At the jewelers, they pointed out all sorts of gaudy bling for Daddy, but she ended up deciding on a simple eighteen-inch gold chain and a gold and platinum Rolex watch with diamond chips as wedding gifts. She let the boys choose one of the less conservative pieces—a sterling silver Celtic cross on a thick braided chain that would be at home around Rick Ross’s neck. The jeweler wrapped them at her re
quest and handed them over with a smile.
“How long would it take to have a ring engraved?” Jessica inquired.
“That wouldn’t take long, just a couple of hours.”
Jessica produced the wedding band that Chris bought and wrote down what she wanted engraved, handing both to the jeweler.
“No problem. I’ll have it for you by noon.”
“Thank you.” She smiled and walked out of the store. “Okay boys, we have a couple of hours to kill here, what do you want to do?” she asked, knowing full well they were going to insist on going to the Discovery Zone.
“Discovery Zone!” they both yelled out at the same time.
“Let’s go.” She led them to the giant playscape within the mall with huge oversized tunnels, ladders, slides, ball pits and trampolines galore. The children were in their glory, jumping, sliding, crawling and running through three stories of the plastic wonderland while Jessica watched from the sidelines.

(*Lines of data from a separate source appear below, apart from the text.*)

PR #186, opened 2024-01-27
pgmq-core - make the `enqueue` method return a parametrized query

nimrodkor:
Part #1 of 2 for #185 - this enhnaces the core so it will generate a parametrized query allowing sqlx / pg to do the sanitization of the input

PR #187, opened 2024-01-27
pgmq-rs - Leverage parametrized queries from core

### LINKED ISSUE #185: pgmq-rs can't save strings with apostrophe in them
Hey guys!

This is a great crate, thanks so much!

I'm trying to use it to encode a message, which is a string we get from the user, and apparently if that string includes an apostrophe it fails to save because, well, the lib doesn't escape it. Example:
let's say I want to write the following JSON message:
```json
{
     "to-do": "don't delete before you read it"
}
```

Then, when I try to save it, it turns into the following query:
```sql
INSERT INTO pgmq.q_github_events_jobs (vt, message)
VALUES ((now() + interval '0 seconds'), '{
    "to-do": "don't delete before you read it"
}'::json)
	        RETURNING msg_id;
```

Which even this preview shows is broken. Need to escape the `'` characters by duplicating them, i.e. this would work:
```sql
INSERT INTO pgmq.q_github_events_jobs (vt, message)
VALUES ((now() + interval '0 seconds'), '{
    "to-do": "don''t delete before you read it"
}'::json)
	        RETURNING msg_id;
```

Are you guys open for a contribution? Any specific pointers?

nimrodkor:
Part 2 of 2. Makes pgmq-rs leverage the parametrized methods in the new core version that will be published.

Will break UTs until the new version is published

Depends on #186 . Resolves #185

### DIFF
--- a/pgmq-rs/src/lib.rs
+++ b/pgmq-rs/src/lib.rs
@@ -440,7 +440,8 @@ impl PGMQueue {
         messages: &[T],
     ) -> Result<Vec<i64>, PgmqError> {
         let mut msg_ids: Vec<i64> = Vec::new();
-        let mut q = sqlx::query(&core_query::enqueue(queue_name, messages.len(), &0)?);
+        let query = core_query::enqueue(queue_name, messages.len(), &0)?;
+        let mut q = sqlx::query(&query);
         for msg in messages.iter() {
             q = q.bind(serde_json::json!(msg));
         }
--- a/pgmq-rs/src/lib.rs
+++ b/pgmq-rs/src/lib.rs
@@ -320,8 +320,8 @@ impl PGMQueue {
         message: &T,
     ) -> Result<i64, PgmqError> {
         let msg = serde_json::json!(&message);
-        let msgs: [serde_json::Value; 1] = [msg];
-        let row: PgRow = sqlx::query(&core_query::enqueue(queue_name, &msgs, &0)?)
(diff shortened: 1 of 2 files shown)


pgmq-rs/src/lib.rs
```diff
@@ -440,15 +439,12 @@ impl PGMQueue {
         queue_name: &str,
         messages: &[T],
     ) -> Result<Vec<i64>, PgmqError> {
-        let mut msgs: Vec<serde_json::Value> = Vec::new();
         let mut msg_ids: Vec<i64> = Vec::new();
+        let mut q = sqlx::query(&core_query::enqueue(queue_name, messages.len(), &0)?);
```
ChuckHend, line 443: might have to move `core_query::enqueue(queue_name, messages.len(), &0)` into its own let statement to resolve:

```
   --> src/lib.rs:443:34
    |
443 |         let mut q = sqlx::query(&core_query::enqueue(queue_name, messages.len(), &0)?);
    |                                  ^^^^^^^^^^^^^^^^^^^^^^^^^^^^^^^^^^^^^^^^^^^^^^^^^^^^ - temporary value is freed at the end of this statement
    |                                  |
    |                                  creates a temporary value which is freed while still in use

```

ChuckHend: I pushed a change up for this. Turns out that change we merged in `pgmq-core` was breaking, so we need to get this pushed out now to resolve it. I should have caught that before, maybe we can get a test in place for it.

ChuckHend (approved):
Thank you for the contributions!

After close to an hour and a half, she called the boys and they headed to the food court for a bite to eat before heading back to the jewelers.
Jessica took the ring and read the inscription that covered most of the real estate inside.
Ty, a million years isn’t long enough. Yours forever, Jessica.
Chris would love it. She smiled and handed over the money to the jeweler, replacing the ring in the box. It would have been in poor taste for him to put that phrase in her ring, but she thought it was absolutely appropriate for her to put it on his. “Thank you.” She grinned and left the store.
Jessica put the packages in her shoulder bag, took the hand of each boy in hers, and headed out of the mall. Walking through the Norstrom Department Store, she ran smack into Chris.
“Daddy!” both boys exclaimed and tore their hands out of their mother’s grip.
“What are you doing here?” He smiled and raked the boys to him in a big bear hug.
“Picking up some things,” she replied.
Chris tilted his head a little. “You got the ring inscribed?”
“Among other things. Will I ever be able to surprise you?”
Chris let out a laugh. “Afraid not, babe.”